■ INPUT MATERIAL ■
PR #1491, opened 2026-05-27
reapi: add reapi_cli_match_with_jobid()

garlick:
Problem: the C reapi_cli match functions allocate jobids internally, but when used in a Flux scheduler, Flux allocates the jobids and provides them in the alloc request.

Add a new function variant: `reapi_cli_match_with_jobid()` with a jobid input parameter. 

Note that `reapi_module_match()` already accepts a jobid input parameter.  In an abundance of caution,  I did not force the `reeapi_cli` version to agree which would have been cleaner but would break the API.

This was peeled off of
- #1481

### DIFF
--- a/resource/reapi/bindings/c/test/reapi_cli_test.c
+++ b/resource/reapi/bindings/c/test/reapi_cli_test.c
@@ -40,6 +40,28 @@ static const char *tiny_params =
     "{\"load_format\": \"jgf\", \"matcher_policy\": \"high\", "
     "\"match_format\": \"rv1\", \"matcher_name\": \"CA\"}";
 
+static const char *simple_jobspec =
+    "{"
+    "\"version\": 1,"
+    "\"resources\": ["
+    "{"
+    "\"type\": \"node\","
+    "\"count\": 1,"
+    "\"with\": ["
+    "{"
+    "\"type\": \"slot\","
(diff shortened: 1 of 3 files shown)


garlick:
Rebased on current master and made independent of #1489 (will update PR description)

resource/reapi/bindings/c/test/reapi_cli_test.c
```diff
@@ -65,11 +87,67 @@ static int test_clone ()
...
+                                     simple_jobspec,
+                                     jobid,
+                                     &reserved,
+                                     &R,
+                                     &at,
+                                     &ov);
+    ok (rc == 0, "reapi_cli_match_with_jobid succeeded");
+    ok (R != NULL, "reapi_cli_match_with_jobid returned R string");
+    free (R);
+    R = NULL;
```
jameshcorbett, line 119: Maybe add a test that canceling the jobid works as well?

jameshcorbett (approved):
LGTM, one idea for improvement.

resource/reapi/bindings/c/test/reapi_cli_test.c
garlick: Good idea, just pushed that and I'll set MWP.

PR #1492, opened 2026-05-28
use constant strings where appropriate in some internal functions

garlick:
Problem: get_jobstate_str() fills a std::string& output parameter, which allocates memory, but the returned value could be a constant.

Change the signature to return a const char * pointing to a string literal, and update all existing callers to use simple assignment.

### DIFF
--- a/resource/jobinfo/jobinfo.cpp
+++ b/resource/jobinfo/jobinfo.cpp
@@ -47,27 +47,22 @@ job_info_t::job_info_t (uint64_t j,
 {
 }
 
-void get_jobstate_str (job_lifecycle_t state, std::string &status)
+const char *get_jobstate_str (job_lifecycle_t state)
 {
     switch (state) {
-        case job_lifecycle_t::ALLOCATED:
-            status = "ALLOCATED";
-            break;
-        case job_lifecycle_t::RESERVED:
-            status = "RESERVED";
-            break;
-        case job_lifecycle_t::CANCELED:
-            status = "CANCELED";
-            break;
-        case job_lifecycle_t::ERROR:
-            status = "ERROR";
-            break;
         case job_lifecycle_t::INIT:
+            return "INIT";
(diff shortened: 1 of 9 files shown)


garlick:
The reason I proposed this (which I should have stated in the PR description)  is that a WIP change to return the job state via the reapi C bindings would require another `strdup()` and callers to free the returned strings.  Making them constant improves that API.

However as a general cleanup, this PR should probably go a little further and update the callers to avoid assigning the const string to a `std::string` when it's just coming back out as a `.c_str()`.  And that uncovers a couple more similar "to string" functions that use this pattern.  Bah, may as well fix all of them.  More coming.

garlick:
OK, this now covers 
- `get_jobstate_str()` (INIT|ALLOCATED|RESERVED|CANCELED|ERROR)
- `get_status_string()` (ALLOCATED|RESERVED)
- `status_to_str()` (UP|DOWN)

garlick:
If someone has a quick moment to review this change I'd appreciate it.  It's a pretty simple change.

grondo (approved):
LGTM! Seems like excellent and straightforward cleanup.

garlick:
Thanks!  I'll set MWP and if a sched developer has an objection we can easily revert before the upcoming tag.  This helps reduce my patch stack which is getting kinda deep.

jameshcorbett (commented):
I think maybe this could have used a `std::string_view` instead and I believe using pointer types is generally discouraged but this seems fine!

garlick:
Oh hmm, I wonder if that would've solved my problem of needing to get a const C string out in the C bindings?    E.g. if you do a `.c_str()` on a `std::string_view` do you have to delete it after?  

Edit: I don't think it would have but LMK if you think I went too far in the C direction here and should follow up with something better.

grondo:
Sorry! I guess I should have let the experts review before putting in my ignorant $.02!

TIL about `std::string_view`, which is pretty cool!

■ TASK BRIEF ■
Scan the records above for the string "version", then select every line that holds it.

■ ANSWER TO THIS TASK ■
Note that `reapi_module_match()` already accepts a jobid input parameter.  In an abundance of caution,  I did not force the `reeapi_cli` version to agree which would have been cleaner but would break the API.
+    "\"version\": 1,"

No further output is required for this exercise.